Варлаам был предан святительскому своему долгу, не общителен с гражданскими властями губернии и потому многим из них был не по сердцу и прежде всего губернатору гр. Д. А. Толстому. С первого своего вступления на Могилевскую паству, Варлаам приблизил к себе молодого священника Иоанна Стратановича, прикинувшегося скромником. Он сделал его ключарем Иосифскаго кафедрального собора, членом консистории и протоиереем. В дальнейшем доходившие жалобы на несправедливые поступки Стратановича с клиром, взятки и нетрезвое поведение заставили Варлаама лишить его своего доверия (Стратанович впоследствии во многом оговаривал Варлаама).

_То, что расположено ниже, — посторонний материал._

PR #1350, opened 2017-05-01
Update files and static to files-discovery and static-discovery

goller:

### DIFF
--- a/services/scraper/service.go
+++ b/services/scraper/service.go
@@ -3,6 +3,7 @@ package scraper
 import (
 	"fmt"
 	"log"
+	"math"
 	"sync"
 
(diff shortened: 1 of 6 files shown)


services/scraper/service.go
```diff
@@ -118,6 +119,12 @@ func (s *Service) scrape() {
 
 // Append tranforms prometheus samples and inserts data into the tasks pipeline
 func (s *Service) Append(sample *model.Sample) error {
+	value := float64(sample.Value)
+	// Remove all NaN values
+	if math.IsNaN(value) {
```
nathanielc: Can you add a TODO here to count this event?

PR #1666, opened 2017-11-08
Move logs API underneath /v1preview

desa:


desa:
@nathanielc Do you think this needs a changelog entry?

Issue #1130, opened 2017-01-17
OpsGenie alerts description is not the AlertNode Details


fdhex:
Using the current version of the OpsGenie service for alerting, I assumed that the Description field within the alert created on OpsGenie would be the Details property of the alert node (event.State.Details), but it is in fact hardcoded to event.Data.Result, which is the unmodifiable result data of the InfluxQL query which resulted in the alert's creation.

You can see it there: https://github.com/influxdata/kapacitor/blob/master/services/opsgenie/service.go#L224

It seems more intuitive to me as well as more inline with the other alerting services to link the description of the alert in OpsGenie, which accepts HTML code, to the customizable Details property. A basic implementation can be found here: https://github.com/fdhex/kapacitor/commit/95d60595dea8c524d451ed9f43df6271a57e9b4e

I would propose this implementation to be the new default, but I think it would be important to keep the previous functionality as an optional choice. Pinging the original author of the service @ericiles for opinion here.

nathanielc:
@fdhex Thanks for the detailed write up, I agree leaving the original behavior in tack makes sense as well as enabling the new behavior. I'll defer to @ericiles on further input but the request seems reasonable to me.

ericiles:
I agree that if the details property is used, it should definitely take priority over the current functionality, falling back to the current functionality otherwise. This will allow those that upgrade in the future to not have to modify their OpsGenie rules unless they choose to use the details property to customize what gets sent to OpsGenie.

fdhex:
@ericiles An issue I can see is that Details has a default value (of {{ .json }}), so I'm not sure how to make that transparent so that old rules still get the same output, if they are not modified at all.

ericiles:
@fdhex if that is the case, and the output contains the same information, just in a slightly different format, perhaps this simply needs to be a breaking change, and as such, rules on the OpsGenie side will need to be modified accordingly. Otherwise, the only other solution would be to require an additional property be set on the rule in order to use the details property, which doesn't seem optimal, as it would be completely different from the other services available.Thoughts @nathanielc ?

nutztherookie:
Hi all!

may I inquire to the status here? :)
I agree with @fdhex 's approach but don't understand the issue with Default currently being `{{ .json }}`. This can still be true for OpsGenie if people don't set `|alert().details("...")`. 

Frankly I think people will always prefer having the option to configure the Details rather than just have json in an interface that does not particularly endorse it.

nutztherookie:
[...]

PR #1695, opened 2017-11-27
[services:OpsGenie] changed Description field

andreasnuesslein:
`.opsGenie()` will now use `|alert()`s `.details()` field for the description.
This breaks the old behavior of using `event.Data.Result` (which could not be changed) and draws level with the other alerting services.

Ticket addressing this: https://github.com/influxdata/kapacitor/issues/1130

- [x] Rebased/mergable


nathanielc:
@nutztherookie This is great! Thanks.

I think it can be quite simple to make this not a breaking change. Adding a simple configuration option to the opsgenie config to enable this behavior would work. This way its opt-in to the new behavior but once its turned on, its on for all ops-genie alerts.

See https://github.com/influxdata/kapacitor/pull/1686 for an example of a very similar change to the VictorOps integration.

nutztherookie:
@nathanielc  just so you know; the opsGenie recovery did not work (anymore). At least not for me. When I started looking into it, I realized the service is using the old v1 API; opsGenie has v2 now. 
It's set up a wee bit differently (the way the API-URLs are structured) than e.g. PagerDuty I think.

Long story short: I'm restructuring the file a tad, I hope that's fine with you as long as the result is pretty again? :)

nathanielc:
@nutztherookie Sounds good, maybe we can just set a version option in the config which will toggle all these updates.

nutztherookie:
@nathanielc quick question: there is no way to save a return value in an alert is there?
OpsGenie returns a unique ID for the alert by which it could be addressed later on. It's also fine to use the alias but the other way would be clearer.

nutztherookie:
@nathanielc 
- I didn't include the returned ID for now and I'm using the `alias` for everything. 
- I did also not do the config-version-thingy. The only reason for that would be to keep the .json-output-compliance, which I would rather integrate if really necessary. I don't think anybody would benefit from just keeping the old (deprecated) API.
- The new API changed the authentication-method: Instead of the api-key being in the payload, it's now a header `Authorization: GenieKey eb243592-faa2-4ba2-a551q-1afdf565c889` (https://docs.opsgenie.com/v1.0/docs/alert-api)  .. I updated most tests accordingly but the one remaining I can't figure out and was hoping you could help? :) 

thanks

nutztherookie:
@nathanielc 
I found the last bug, :)
please let me know if you want a backwards compatibility flag for the old `.details()` behavior.

happy new year!

fdhex:
@nutztherookie thanks for your work! Looking forward to have this merged.

yonido:
Can we expedite this PR for the next release? this is very important : ) +1 !

nathanielc:
@andreasnuesslein @yonido We have added an opsgenie2 implementation in this PR #1823 which should address most of these issues and uses the new v2 API. Closing this PR to keep the old handler backwards compatible.

nathanielc:
Further explanation of why this PR was closed since it was not quite clear with my initial comment. 

This PR represents a set of new features added to the OpsGenie alert integration for Kapacitor. These change are backwards incompatible with the current integration. In order to accept these changes we need to apply them to a new handler. The work in #1823 set the ground work for these new changes, primarily it created a new OpsGenie handler called opsgenie2 and it uses the v2 API.

The next steps are to apply the changes this PR made to the original opsgenie code to the new opsgenie2 code instead.

abadyan-vonage:
Guys, is there a plan to merge these sweet improvements to opsgenie2?
@andreasnuesslein @nathanielc

andreasnuesslein:
@abadyan-vonage sorry not from my side

fdhex:
@nathanielc I was pretty happy to see my code suggestions from back then were going to be merged as we're still using them in prod! Unfortunate that we are stuck with the previous behavior...

Issue #1697, opened 2017-11-28
kapacitord config command panics


karel-rehor:
[kapacitor.conf.txt](https://github.com/influxdata/kapacitor/files/1509385/kapacitor.conf.txt)
In cmd/kapacitord/main.go:132 it would appear that the command 'config' should print out a configuration to the console, as is the case with influxd and telegraf.  However, when I try this on the latest nightly build, it panics as follows. 

panic: unexpected reflect.Kind: func [recovered]

Console messages from latest attempts:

Архиепископ назначил строгое следствие как раз перед вступлением неприятеля в Могилев. - Я, - писал Носович, - окончил курс богословских наук в Могилевской семинарии в конце июня 1812 года и, ожидая случая ехать домой, пробыл в городе до 8 го июля и тогда же слышал, что преосвященный Варлаам собирался выехать в маленькое имение или фольварок, в Мстиславском уезде, но губернатор Толстой воспретил этот выезд и даже приставил стражу. Все жители знали это и принимали участие в Варлааме, как в своем пастыре, очень сожалели о таком препятствии удалиться и даже губернатора считали изменником. Из Могилева я вышел пешком 8-го июля в 10 часов утра, в виде прогуливавшегося, ибо на лошадях по приказанию губернатора никого не пропускали к выезду, особенно через мост на Днепре. По справедливости судя, граф Толстой, как православный начальник губернии, должен был, во время приближения неприятеля, дать владыке-старику средство удалиться из Могилева, но здесь были какие-то виды у губернатора задержать Варлаама.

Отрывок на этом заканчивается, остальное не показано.